The quick ratio, which provides a more stringent assessment by excluding inventory from current assets, also showed a downward trend, falling from 0.63 in 2020 to 0.72 in 2024. This implies that Vital Energy Inc. may struggle to meet its immediate financial obligations without relying on selling inventory.
Furthermore, the cash ratio, which measures the company's ability to cover current liabilities with its cash and cash equivalents, deteriorated significantly over the five-year period, dropping from 0.25 in 2020 to 0.07 in 2024. This indicates that Vital Energy Inc. may have a limited ability to pay off its short-term liabilities solely with its cash reserves.
Overall, the liquidity ratios suggest that Vital Energy Inc. has encountered challenges in maintaining sufficient liquid assets to meet its short-term obligations, potentially signaling a need for the company to improve its cash management strategies or seek additional sources of liquidity to enhance its financial stability.
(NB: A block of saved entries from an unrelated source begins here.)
PR #3526, opened 2022-08-24
feat(lang): Add esdl grammar

greym0uth:
Adds grammar for EdgeDB's SDL as well as highlight queries.

ESDL: https://www.edgedb.com/docs/datamodel/index
Grammar: https://github.com/greym0uth/tree-sitter-esdl

### DIFF
--- a/runtime/queries/esdl/highlights.scm
+++ b/runtime/queries/esdl/highlights.scm
@@ -1,0 +1,78 @@
+; Keywords
+[
+  "module"
+  "using"
+  "single"
+  "multi"
+  "link"
+  "property"
+  "constraint"
+  "tuple"
+  "annotation"
+  "abstract"
+  "scalar"
+  "type"
+  "required"
+  "optional"
+  "extension"
+  "function"
+] @keyword
+
+(modifier) @keyword
+(extending) @keyword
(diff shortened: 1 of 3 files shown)


runtime/queries/esdl/highlights.scm
```diff
@@ -0,0 +1,78 @@
...
+(extending) @keyword
+
+(module name: (identifier) @namespace)
+(object_type) @type
+
+(comment) @comment
+
+; Properties
+(property) @property
+(link) @property
```
the-mikedavis, line 31: this might also want to be `@variable.other.member` but if it's a link like a URL it might make sense to use `@markup.link.url`

the-mikedavis:
To fix the docs CI you'll need to run `cargo xtask docgen` and commit the changes

runtime/queries/esdl/highlights.scm
greym0uth: The link is essentially a property identifier so I updated to use `@variable.other.member`. Thanks for recommendation!

the-mikedavis (approved):

the-mikedavis:
Thanks!

PR #3581, opened 2022-08-27
lint: penumbra+

AlexanderBrevig:
passes linter from https://github.com/helix-editor/helix/pull/3234
image

### DIFF
--- a/runtime/themes/penumbra+.toml
+++ b/runtime/themes/penumbra+.toml
@@ -45,7 +45,7 @@ error = "red"
 
 diagnostic = { modifiers = ["underlined"] }
 
-"ui.background" = "sky+"
+"ui.background" = { bg = "shade" }
 "ui.background.separator" = "sky"
 
 "ui.cursor" = { modifiers = ["reversed"] }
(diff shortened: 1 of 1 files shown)


AlexanderBrevig:
@vlmutolo please sanity check my choices :)

vlmutolo:
Hi @AlexanderBrevig. What's the goal of this commit? Knowing that would help me to comment on the screenshot. 

At first glance, judging only the screenshot you included, it seems like the documentation box is pretty bright for a dark theme. It's also kind of low-contrast.

AlexanderBrevig:
This is the current look on master when using a bright theme in my terminal.

image

The goal is to set what's needed to make sure that the user experience is in line with what I presume you intended :)

AlexanderBrevig:
Moved to bulk PR https://github.com/helix-editor/helix/pull/3587

vlmutolo:
Seems like the main issue here is that the background is the wrong color. I wonder if this is an issue with how Helix is rendering to the terminal.

AlexanderBrevig:
> Seems like the main issue here is that the background is the wrong color. I wonder if this is an issue with how Helix is rendering to the terminal.

`ui.background` and `ui.help` were not defined correctly, the fix is shown in the diff for this PR (and included in the PR linked above) 
When a theme does not set values, helix will default to the terminal for some things. 
Which looks weird with some configurations. In this case, a bright theme in the terminal, since bg were not set and thus defaulting to terminal settings. 
:)

AlexanderBrevig:
Sorry to be chatting in two places. I forwarded the use of sky, it should be shade. :) I'll fix my bug later today.

PR #3585, opened 2022-08-28
update colors for papercolor-light

uncomfyhalomacro:
image
now looks like this


AlexanderBrevig:
Nice!

uncomfyhalomacro:
ready for merging

pickfire (approved):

Additional liquidity measure
Dec 31, 2024 | Dec 31, 2023 | Dec 31, 2022 | Dec 31, 2021 | Dec 31, 2020 | ||
---|---|---|---|---|---|---|
Cash conversion cycle | days | 86.17 | 81.60 | 53.71 | 83.93 | 42.99 |
The cash conversion cycle of Vital Energy Inc. has shown fluctuations over the past five years.
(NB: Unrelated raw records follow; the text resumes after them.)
PR #3588, opened 2022-08-28
Add wezterm to get_terminal_provider

unrelentingtech:
https://github.com/wez/wezterm is a terminal emulator with its own built-in multiplexer

### DIFF
--- a/helix-view/src/editor.rs
+++ b/helix-view/src/editor.rs
@@ -211,6 +211,13 @@ pub fn get_terminal_provider() -> Option<TerminalConfig> {
         });
     }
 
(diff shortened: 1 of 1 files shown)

As of December 31, 2020, the company had a cash conversion cycle of 42.99 days, indicating a relatively efficient management of cash inflows and outflows.
However, by December 31, 2021, the cash conversion cycle had increased to 83.93 days, suggesting a delay in converting investments in inventory and receivables into cash.
In 2022, the cash conversion cycle improved to 53.71 days, reflecting a better handling of working capital components.
Subsequently, by the end of 2023, the cycle increased again to 81.60 days, possibly signaling challenges in managing cash flows effectively.
By December 31, 2024, the cash conversion cycle reached 86.17 days, indicating a prolonged period for the company to convert assets into cash, which may require attention to optimize working capital efficiency.
Overall, Vital Energy Inc. has experienced fluctuations in its cash conversion cycle in recent years, which could be a reflection of changes in operational efficiency and working capital management within the organization.